= Asbjørn Kjønstad =

Norwegian professor (1943–2015)

Asbjørn Kjønstad (6 February 1943 – 14 February 2015) was a Norwegian professor of law.

==Career==
He was born in Frol Municipality, studied under Anders Bratholm and graduated from the University of Oslo with the cand.jur. degree in 1970. He was a research fellow from 1972 to 1978, and took the dr.juris degree in 1978. He has been a professor at the University of Oslo since 1978. He was a guest scholar at Boston University from 1995 to 1996. As of his sixtieth birthday he had penned 35 books and 130 journal articles within the fields of national insurance law, health law, tort law and constitutional law. He chaired the committees that wrote the Norwegian Official Reports 1977:14, 1986:11, 1990:20, 1995:29, 2000:28 and 2004:3. He has been the editor of several law journals.

From 1983 to 1984 he headed the Institute of Private Law, and from 1986 to 1988 he was the dean of the Faculty of Law. He also holds an honorary degree from Lund University, and is a member of the Norwegian Academy of Science and Letters.

In 2009 he publicly supported Trygve Wyller's unsuccessful campaign to become rector of the University of Oslo. Later in 2009 Kjønstad ran for election (among university employees) for a place on the University of Oslo board of directors. He has previously held such a seat from 1986 to 1988 and 1999 to 2001.
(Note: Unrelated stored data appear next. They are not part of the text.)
PR #1443, opened 2026-04-14
update qibolab dependency to 0.2.13 for tests and 0.2.8 to run

RoyStegeman:
while the current qibocal should work for qibolab 0.2.8 or higher, the tests use a platform without bounds and for that reason require qibolab 0.2.13 or higher. 

In recent versions of numpy only 0-dimensional arrays can be converted to Python scalars, but it was attempted for 1-dimensional arrays containing only a single element.


scarrazza (approved):

pyproject.toml
```diff
@@ -33,6 +33,7 @@ cma = "^3.3.0"
 optional = true
 
 [tool.poetry.group.tests.dependencies]
+qibolab = "^0.2.13"
```
alecandido: Maybe we could leave here a comment, to motivate why a more recent version is needed. Just to remind ourselves.

alecandido (approved):
Tiny comment, but the PR is fine. Thanks!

He has also been a board member of the Anders Jahre Foundation for Scientific Research since 2003 and vice president of the European Institute of Social Security from 1993 to 1997. He died in 2015, aged 72.

===Anti-smoking===
Kjønstad was a member of the National Council on Smoking and Health, which was incorporated into the Norwegian Directorate for Health and Social Affairs in 2002. He has been referred to as the "father of the smoking ban" in Norway. He has stated that only 5% of his total work has pertained to anti-smoking.

===Pensioner scandal===
From 2008 to 2009 he chaired a special committee that looked into the so-called pensioner scandal. Retired members of the Norwegian Parliament, whose age and tenure in parliament equalled 75 years or more, were entitled to an especially lucrative pension, nicknamed a "golden pension". However, it was discovered that some former parliament members had a second income, which was larger than the pension itself. If this were the case, the persons in question were not entitled to the pension. When the committee delivered its report in January 2009, it singled out six former parliament members as suspicious cases: Gro Harlem Brundtland, Kjell Magne Bondevik, Magnus Stangeland, Anders Talleraas, Thor-Eirik Gulbrandsen and Tore Austad. In addition to the issue of pay and income, the committee found that some might have circumvented the 75-year rule by counting years where they, despite being elected as parliament members, actually served as government ministers. Government ministers in Norway may be recruited from Parliament, but while working in the executive branch he or she must leave Parliament, being replaced by a deputy (an element of the separation of powers principle). As such the years which is really spent as government minister can not count towards the specific parliamentary pension, according to Kjønstad.

As Kjønstad did not have a mandate to comment on individual cases of guilt, he chiefly blamed the pension regulatory board (composed of other members of parliament) as well as the legislators in general for creating and enforcing the law in a vague way. Already one week after the Kjønstad Committee delivered its report, the pension regulatory board announced its intent to outsource its mandate to the Norwegian Public Service Pension Fund.

The case was sent to the President of the Storting, and was to be investigated further by the Norwegian National Authority for the Investigation and Prosecution of Economic and Environmental Crime. Also, it was hinted that other people might be investigated. In 2009 the acquittance of Bondevik and Brundtland was announced.